It’s a speck of an island, hardly visible on a map of the Med, yet Gozo’s history runs deep: just over a decade ago divers discovered the remains of a Phoenician wreck dating back to 700BC. Beyond a popular bay on the south of the island, this is the oldest known wreck in the central Mediterranean and promised whispered secrets from long ago. The shipwreck and the ongoing studies are currently the subject of a detailed exhibition in Gozo’s citadel (runs until 31st August).

Heading into the cool stone rooms, there’s a refreshing change in temperature gradient from the sunshine outside and the blue light reflected from the exhibition cases imbues the flavours of the quiet calm of an underwater world and a sense of the timeless deep that surrounds this island.

In this small yet thoughtfully-constructed presentation, you can transcend time as you are absorbed in the details of both discoveries of an ancient past and contemporary technologies in a single space.

To set the scene, set aside thoughts of old wooden hulls, fairytale figureheads, and submerged rooms: this find was of the cargo of a ship fifteen-metres long which still lay in a ship-shaped assortment of pottery on the sea-bed, undisturbed for 2500 years. This may lack the glamour of a Disney shipwreck but careful consideration of the find proves fascinating, bringing forwards our understanding of the past and driving technologies for the future.

Using remote sensing equipment and the emergent techniques of aviation archaeology underwater, thousands of photographic images of the site were used to create a precise 3D reconstruction of the treasures below the surface.  A team of international divers then explored the scene, a challenging 110m below the surface, using cutting-edge diving techniques to retrieve pieces from the carefully-mapped site, bringing to the surface some of the pieces you can see in the exhibition. The mixed cargo of ceramic vessels gave a clear indication of the wares it carried and, therefore, an insight into the social history of the era.

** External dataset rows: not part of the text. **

PR #6473, opened 2026-03-25
Add fast_obj bindings to vendor

blob1807:
Adds [`fast_obj`](https://github.com/thisistherk/fast_obj) bindings to vendor. This PR don't include any binaries, so the CI runner should fail. I ran `odin check` with all the same flags locally with that in mind.

It's opened as a draft because I've only tested on Windows haven't tested on Linux or WASM yet, and can't test on Darwin. 
For WASM, the only thing missing from the `vendor:libc-shim` is `memmove`. For now I've assumed Odin already defines it.

The build scripts & foreign import stuff were taken from `vendor:cgltf`, so they should work fine.

Why not something like [`tinyobjloader-c`](https://github.com/syoyo/tinyobjloader-c)? Admittedly, mostly personal preference. I prefer `fast_obj`'s simpler api, and it also meshes better with Odin IMO.

Edit:
This is for the [last commit](https://github.com/thisistherk/fast_obj/commit/d620667f10a548dee94dbc8c144bb22f79162176) as of making, and not the latest [release](https://github.com/thisistherk/fast_obj/releases/tag/v1.3). The only api difference being support for face lines (`l` command).


gingerBill:
A direct port would probably be a much better idea, especially considering how small the library is.

blob1807:
I had thought about doing that, but this was the easier path.

It was also going to be one questions I had, when I opened for review. 

I'll leave it open until a source port of either is made, or you can feel free to close it instead.

gingerBill:
> I had thought about doing that, but this was the easier path.

That's not necessarily a good argument when this is going to be used by other people, and we want high quality stuff.

blob1807:
Understandable. Would you be okay if I submitted a source port PR instead?
I'm already going to be doing now to remove an external dep.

The Phoenicians were a great trading nation who inhabited coastal towns in the Eastern Mediterranean and traded cloth, metals, wine, timber and jewellery, and established colonies across the region, including on Malta and Gozo in an era before the Romans became dominant across Europe.  The many tightly-packed wine amphora, their distinctive shapes and their contents for example can shed light on the provenance of the urns themselves and the wine within, whilst brand new grinding stones for food preparation are made from a type of volcanic rock that originates on the Italian island of Pantelleria and are making a voyage elsewhere.

This is evidence of peaceful trading and of Malta’s place as a stopping point along Phoenician trade routes. And it’s also clear to me that just as we do, the Phoenicans also enjoyed a glass of something tasty in Xlendi Bay whenever they had the chance!